AT&T-DirecTV Leverage With Programmers May Not Cut BillsTodd Shields and David McLaughlin
AT&T Inc. Chief Executive Officer Randall Stephenson told Congress that combining with DirecTV will provide more bargaining power with television programmers that can put “downward pressure” on prices.
Stephenson wouldn’t commit to actually lowering customer bills, only saying that price increases can be “mitigated.”
“A lot of consumers would find that answer unsatisfying,” Senator Richard Blumenthal, a Connecticut Democrat, said at the second of back-to-back hearings in Washington today. “If I’m the ordinary consumer I’m rolling my eyes.”
AT&T’s plan to buy satellite-television provider DirecTV for $48.5 billion follows Comcast Corp.’s proposal to acquire Time Warner Cable Inc. The two transactions stand to reconfigure U.S. telecommunications and are encountering skepticism from some in Congress as regulators debate whether to approve the deals.
There may be too much consolidation in the industry happening too quickly, Representative John Conyers, a Michigan Democrat, said at the earlier hearing before the House Judiciary Committee’s panel on antitrust law. The concept that merging allows companies to better compete may spur further deals, he said.
“What’s to stop competitors from using the same argument to justify even further consolidation,” he said. Future mergers “will without question result in fewer firms and may harm consumers by limiting choices and raising prices.”
AT&T is the second-biggest U.S. mobile-phone carrier and operator of the television and Internet business U-verse. Consumer groups have sought to block the acquisition of DirecTV, saying AT&T has failed to show that combining with the nation’s largest satellite-TV company wouldn’t harm competition.

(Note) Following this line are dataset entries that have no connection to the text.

PR #1979, opened 2026-07-21
fix: title sessions when first task is created

### LINKED ISSUE #1973: New sessions remain “Untitled Session” until the first task completes
## Summary

New quick-start sessions display **"Untitled Session"** after the first prompt is submitted and remain untitled while the task runs. The title is only derived after a task completes successfully.

## Steps to reproduce

1. Create a session through the quick-start flow.
2. Submit the first textual prompt.
3. Observe the session header while the task is running.

**Expected:** once the first prompt is accepted, the session receives a short derived title without waiting for task execution.

**Actual:** the session remains "Untitled Session" until the task reaches `COMPLETED`. If the task fails or is stopped, the session can remain untitled indefinitely.

## Root cause

Auto-title generation already exists. PR #1801 added:

- `deriveTitleFromPrompt()` in `packages/core/src/sessions/derive-title-from-prompt.ts`; and
- a task-completion side effect in `apps/agor-daemon/src/services/tasks.ts`.

The completion hook only writes a title when `status === TaskStatus.COMPLETED`. The quick-start flow creates the session before a prompt exists, so its initial `title` is correctly empty. The bug is that the first available prompt is not used until successful task completion.

The UI then follows the normal fallback chain in `getSessionDisplayTitle()` and renders "Untitled Session" while the task is running.

## Proposed fix

Derive and persist the title when the first eligible textual prompt becomes a task, rather than waiting for execution to finish.

- Reuse the existing deterministic `deriveTitleFromPrompt()` helper.
- Run title assignment for queued and running tasks as soon as task creation succeeds.
- Only write when `session.title` is `null` or `undefined`; never overwrite a manual/custom title or an explicitly cleared empty title.
- Keep the task-completion hook as a defensive fallback for older or unusual task-creation paths.
- Keep the title write separate from prompt-flow session patches so collaborator task submission does not require title-edit permission.

An LLM-generated title is out of scope for this fix.

## Acceptance criteria

- After the first textual prompt is submitted, the derived title appears through the normal session update event without waiting for task completion.
- Queued and running first tasks both title the session.
- A later failure or stop does not remove the derived title.
- Existing custom/manual titles are never overwritten.
- Blank or image-only prompts do not produce an empty title.
- The completion-time path remains a safe fallback.

## Related

- #1688 — manual session title editing.
- #1801 — quick-start session creation and the existing deterministic auto-title implementation.

richardfogaca:
## Linked issue

Fixes #1973

## Summary

- Assign the existing deterministic session title when the first eligible task is created instead of waiting for task completion.
- Cover standard task creation, prompt-route repository bypasses, and terminal-direct CLI task creation with one shared title owner.
- Exclude canonical attachment metadata from generated titles, including attachment-only and slash-command prompts, while retaining completion-time fallback behavior.

## Why / context

Session auto-titling previously ran only from the terminal task-completion path. New sessions therefore remained “Untitled Session” throughout the first task, and task creation paths that bypassed the service could miss the intended timing entirely.

Attachment prompts also have two canonical layouts: attachments precede ordinary text but follow slash-command text. Title derivation needs to ignore the attachment block in both representations.

## Implementation notes

- Extract the existing title persistence behavior into `TasksService.autoTitleSession` and reuse it from every task-creation entry point.
- Keep completion-time auto-titling as a defensive fallback.
- Preserve manual titles and explicitly empty titles.
- Keep the title patch trusted/provider-less, separate from prompt-flow metadata updates.
- Extend `deriveTitleFromPrompt` to remove one canonical attachment block while retaining surrounding user text.

## Validation / test plan

- [x] `pnpm --filter @agor/core exec vitest run src/sessions/derive-title-from-prompt.test.ts` — 9 passed
- [x] `pnpm --filter @agor/daemon exec vitest run src/services/tasks.auto-title.test.ts src/services/claude-cli-integration.test.ts` — 23 passed
- [x] `pnpm --filter @agor/daemon test` — 1,767 passed, 31 skipped
- [x] `pnpm --filter @agor/core build`
- [x] `pnpm --filter @agor/daemon typecheck`
- [x] Biome check on the eight changed files
- [x] Pre-commit hooks
- [ ] Manual UI validation was not performed; the change is covered at the deterministic core and daemon service boundaries.

## Risks / rollout / rollback

No migration, configuration, or deployment sequencing is required. The title write remains best-effort and uses the existing get-then-patch behavior. Rollback is a normal revert of this commit.

## Out of scope / follow-ups

Making the title write an atomic compare-and-set is deferred hardening and is not required for this timing fix.


mistercrunch:
Currently, when no session title is provided, do we just leave it empty in the database and UI populates with first-prompt dynamically? I think that's the way it used to be, not sure how it works now...

richardfogaca:
@mistercrunch You’re remembering correctly, with one nuance: the UI doesn’t read the first task dynamically. When `session.title` is unset, it falls back to `session.description`, which the old session-creation flow populated from the initial prompt.

With the new quick-start flow, the session is created as soon as the tool is selected—before a prompt exists—so both `title` and `description` are initially unset. The prompt is subsequently stored on the task and isn’t copied back into `description`. On current `main`, the derived title is only persisted after that task completes, which is why the session stays “Untitled Session” while running and can remain that way if the task fails or is stopped.

This PR keeps the title unset during initial session creation, but derives and persists it once the first eligible task is created. It’s essentially moving the existing auto-title behavior earlier, from task completion to task creation.

We could instead leave `title` unset permanently and make the UI derive its display from the first task, but that would be a broader change: other consumers such as search, APIs, and integrations would need the same fallback behavior. I leaned toward persisting one canonical title while preserving manual titles and explicit empty titles. Does that align with what you had in mind?

mistercrunch (approved):
LGTM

“The proposed merger would remove a pay-TV competitor from many local TV markets —- a direct competitive harm,” John Bergmayer, senior staff attorney with the Washington-based policy group Public Knowledge, told lawmakers. “Yet it offers only to do some limited price-matching for three years.”
DirecTV, based in El Segundo, California, is in every state, and Dallas-based AT&T sells U-Verse, its bundled broadband and television product, in parts of 21 states.
AT&T would gain 38 million video subscribers in the U.S. and in Latin America to compete as cable-TV providers such as Comcast bulk up. Comcast, the largest U.S. cable-TV company, proposed buying No. 2 Time Warner Cable in February. In addition, Japan’s SoftBank Corp. is eyeing T-Mobile US Inc. after buying control of Sprint Corp. last year.
“This is not Comcast/Time Warner, this is not two cable companies getting together,” Stephenson said in response to a question from Representative Darrell Issa.
Issa, a California Republican, had asked whether media companies need mergers to be viable competitors. Issa mentioned the Comcast-Time Warner deal and the possible bid for T-Mobile by Sprint.
AT&T and DirecTV said they would combine their complementary services and allow the new company to meet demands from consumers, who want bundled services that combine pay TV and broadband services.
The transaction “is overwhelmingly about the combination of complementary assets and products,” DirecTV Chief Executive Officer Michael White said at the Senate hearings. “It will create a company that will offer new services at a better value for customers.”
Senator Mike Lee, a Republican from Utah, said one benefit from the deal is AT&T’s plan to expand high-speed Internet access to rural areas.
“This deal may thus offer some real efficiencies and benefits to consumers,” he said during the second hearing before the Senate Judiciary Committee’s panel on antitrust and competition.
The AT&T deal, like Comcast’s merger, needs approval from U.S. regulators that opposed AT&T’s unsuccessful bid in 2011 for T-Mobile, saying it would damage competition. Congress doesn’t have a vote on the mergers. It oversees the regulators, approving their budgets.
AT&T, in announcing its deal May 18, promised the new company wouldn’t raise rates for at least three years on stand-alone broadband service and DirecTV video purchased separately.
AT&T pledged to roll out more high-speed broadband connections, a sweetener for the administration of President Barack Obama, which has made more broadband a policy priority.
AT&T said it will commit to abiding by the principles of net neutrality for three years, meaning it won’t block websites or selectively speed or slow Internet traffic.
The Federal Communications Commission is writing new net-neutrality rules to replace regulations it passed in 2010 that were rejected by a court this year.